Die politische Auseinandersetzung in Berlin um das Rentenniveau wird immer hitziger. Während die CDU/CSU-internen Rebellen vor immensen Mehrkosten warnen und die SPD auf ihrer Zusage beharrt, die Rente stabil zu halten, geben Fachleute zu bedenken: Wirtschaftlich sei längst alles bekannt – handeln müsse endlich die Politik.
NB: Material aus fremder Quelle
PR #1057, opened 2015-12-28
runGadget automatically handles cancel button

jcheng5:


R/server.R
```diff
@@ -802,21 +830,41 @@ runExample <- function(example=NA,
...
 #' @export
 runGadget <- function(app, server = NULL, port = getOption("shiny.port"),
-  viewer = paneViewer()) {
+  viewer = paneViewer(), stopOnCancel = TRUE) {
 
   if (!is.shiny.appobj(app)) {
     app <- shinyApp(app, server)
   }
 
+  if (isTRUE(handleCancel)) {
```
wch: Should this be `stopOnCancel`?

jcheng5: That's embarrassing.

R/server.R
```diff
@@ -802,21 +830,41 @@ runExample <- function(example=NA,
...
+}
+
+# Add custom functionality to a Shiny app object's server func
+decorateServerFunc <- function(appobj, serverFunc) {
+  origServerFuncSource <- appobj$serverFuncSource
+  appobj$serverFuncSource <- function() {
+    origServerFunc <- origServerFuncSource()
+    function(input, output, session) {
+      serverFunc(input, output, session)
+      if (length(formals(plot)) == 2)
```
wch: `plot`?

wch: Also, when we get to this line, has the user's server function already been checked for the number and name of arguments? I have a vague memory of the argument check happening when the app's server function is invoked, but I could be wrong. Even if it has already been checked for arguments, it would be helpful to have a comment about it here.

wch:
This is a corner case, but seeing that `.globals` is being modified got me thinking - what happens if there's more than one connection to the app, or if the user reloads the page?

R/server.R
jcheng5: Ugh. I must be a little rusty after the holidays ;)

I'm not sure what you mean by "already been checked". We're replacing `appobj$serverFuncSource` which is the function that returns the user's server function, so Shiny will check against the function that we return (it'll always have input, output, session).

It's origServerFunc that needs to be checked, so I'm doing that here (well, I would be if I hadn't copied-and-pasted `plot` instead of `origServerFunc`). The check that is normally performed is more complicated because it checks for both clientData and session, I haven't bothered with that here but I certainly could.

jcheng5:
More than one app or page reload are both irrelevant, because stopApp kills the server. I.e. it shouldn't be possible for two stopApp() calls to collide, if that's what you're worried about.

jcheng5:
What would be a problem is if you could have multiple *apps* running at the same time. We may need to support that if we want non-blocking gadgets, for example. If we go that direction then every use of `.globals` needs to revisited and refactored into something else.

R/server.R
wch: I meant that `origServerFunc` needs to be checked not only that it has two arguments, but that they're named `input` and `output`.

This is the code I was referring to:
  https://github.com/rstudio/shiny/blob/af0463e/R/server.R#L305-L315

Although, I suppose that simply invoking with named arguments would be sufficient, as in:

```R
origServerFunc(input = input, output = output)

origServerFunc(input = input, output = output, server = server)
```

I think `clientData` probably isn't necessary since we decided that `session$clientData` is preferred.

jjallaire:
This is currently what I see in the console when hitting the Cancel button:

screen shot 2015-12-28 at 4 09 02 pm

Whereas when I hit the Stop button the app just exits silently. Is there a way to get this to provide a more straightforward experience in the console? (note that I had done a devtools/install_github so some of this (i.e. the RStudio debugging overlay) may be an artifact of installing with source references.

jjallaire:
Note that the dialog viewer listens for the "disconnected" message and when this occurs closes the dialog and interrupts R. I wonder if we should have Cancel do this when it's running inside RStudio? (to eliminate the potentially confusing dialog chatter).

jcheng5:
Is there a programmatic way to do an interrupt from R?

jjallaire:
Not that I know of (stop is the only thing that behaves somewhat similarly)

wch:
I believe you could do it with `signalCondition` and an object like this:

```R
structure(list(), class = c("interrupt", "condition"))
```

The way I found this object is by doing this:

```R
# Run this and then press Esc or Ctrl-C to interrupt.
# z will be the interrupt condition object
z <- tryCatch(
  Sys.sleep(5),
  interrupt = function(e) {
    e
  }
)

str(z)
# list()
# - attr(*, "class")= chr [1:2] "interrupt" "condition"


# Test it to make sure it works
tryCatch(
  signalCondition(z),
  interrupt = function(e) {
    cat("Interrupt received")
  }
)
# Interrupt received
```

I think you could catch the error raised by `stop`, and then signal this interrupt.

jcheng5:
@wch I tried this earlier today, it doesn't seem to work:

```r
while (TRUE) {signalCondition(structure(list(), class = c("interrupt", "condition")))}
```

wch:
I may not be fully understanding the situation, but I had in mind something like this. You catch the `stop` and then throw an `interrupt`:

```R
tryCatch(
  
  tryCatch(
    { 
      Sys.sleep(1)
      stop("foo")
    },
    error = function(e) {
      # Throw an interrupt object, passing along the message
      e2 <- structure(
        list(message = e$message),
        class = c("interrupt", "condition")
      )
      signalCondition(e2)
    }
  ),

  interrupt = function(e) {
    cat(paste0("Interrupt received: ", e$message))
  }
)
# Interrupt received: foo
```

jcheng5:
@wch The goal is to break through the entire callstack (including whoever is calling runGadget, i.e. as part of a workflow) but not show the error at the console. I just talked to JJ by vchat though and he's fine with it as-is (I removed the call so at least it doesn't say "Error in force(returnValue): User cancel", it just says "Error: User cancel").

wch:
OK, sounds good, I'm OK with merging then.

PR #111, opened 2024-12-04
Allow allocation time to be specified

joelverhagen:
Also fix highly improbably timing bug where allocation year and month do not match.

This will allow NuGet to encode more specific allocation details that are consistent with the built-in year and month values.

### DIFF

Der Ökonom Jochen Pimpertz vom Institut der deutschen Wirtschaft beschreibt die Lage nüchtern: Die großen Babyboomer erreichen das Rentenalter, gleichzeitig fehlt der Nachwuchs am Arbeitsmarkt. Die Folgen sind seit Jahrzehnten absehbar: Weniger Beitragszahler müssen mehr Rentner finanzieren. Dass ein solcher Druck zu Konflikten führt, sei unvermeidlich.

Bereits jetzt zeichnet sich ab, dass der Beitragssatz bis 2028 auf 20 Prozent steigen wird. Gleichzeitig will die Regierung das Rentenniveau bis mindestens 2031 bei 48 Prozent stabilisieren – ein politisch populäres Versprechen, das jedoch Milliarden verschlingt. Pimpertz stellt klar: Werden diese Kosten aus Steuermitteln gestemmt, trifft das nicht gezielt Bedürftige, sondern alle Rentner – unabhängig von ihrem tatsächlichen finanziellen Bedarf.

Dabei, so der Experte, sei die Grundarchitektur der Alterssicherung in Deutschland durchaus solide. Zu Beginn der 2000er-Jahre wurde das System reformiert – mit der klaren Erkenntnis, dass die gesetzliche Rente den Lebensstandard allein nicht mehr garantieren kann. Doch immer wieder wurde dieser Kurs durch politische Eingriffe verwässert: Rentengarantie, vorgezogener Ruhestand, Sonderanpassungen.

Was also tun? Pimpertz hält eine einfache, wenn auch unpopuläre Wahrheit fest: Die Menschen müssen länger im Erwerbsleben bleiben. Anreize zum frühen Renteneintritt bräuchten eine konsequente Überprüfung. Und private Vorsorge müsse gestärkt werden – denn nur so lasse sich verhindern, dass steigende Sozialabgaben die eigene Zukunftssicherung zunichtemachen.

Warum aber zögert die Politik, diese Richtung offen zu vertreten? Der Ökonom vermutet den Blick auf das Wahlvolk: Ältere Wähler haben Einfluss, doch entscheidend sei die Gruppe der 50- bis 65-Jährigen. Wer spürt, dass steigende Beiträge und langsamer Lohnzuwachs die eigenen Vorsorgepläne infrage stellen, könnte sich bald gegen falsche Versprechungen wenden.

Ob die von Kanzler Friedrich Merz angekündigte Expertenkommission den entscheidenden Durchbruch für die Zeit nach 2031 bringen wird, bleibt offen. Erkenntnisse liegen längst auf dem Tisch. Was fehlt, ist die Bereitschaft, Verantwortung für langfristige Stabilität zu übernehmen – auch wenn die Botschaft unbequem ist.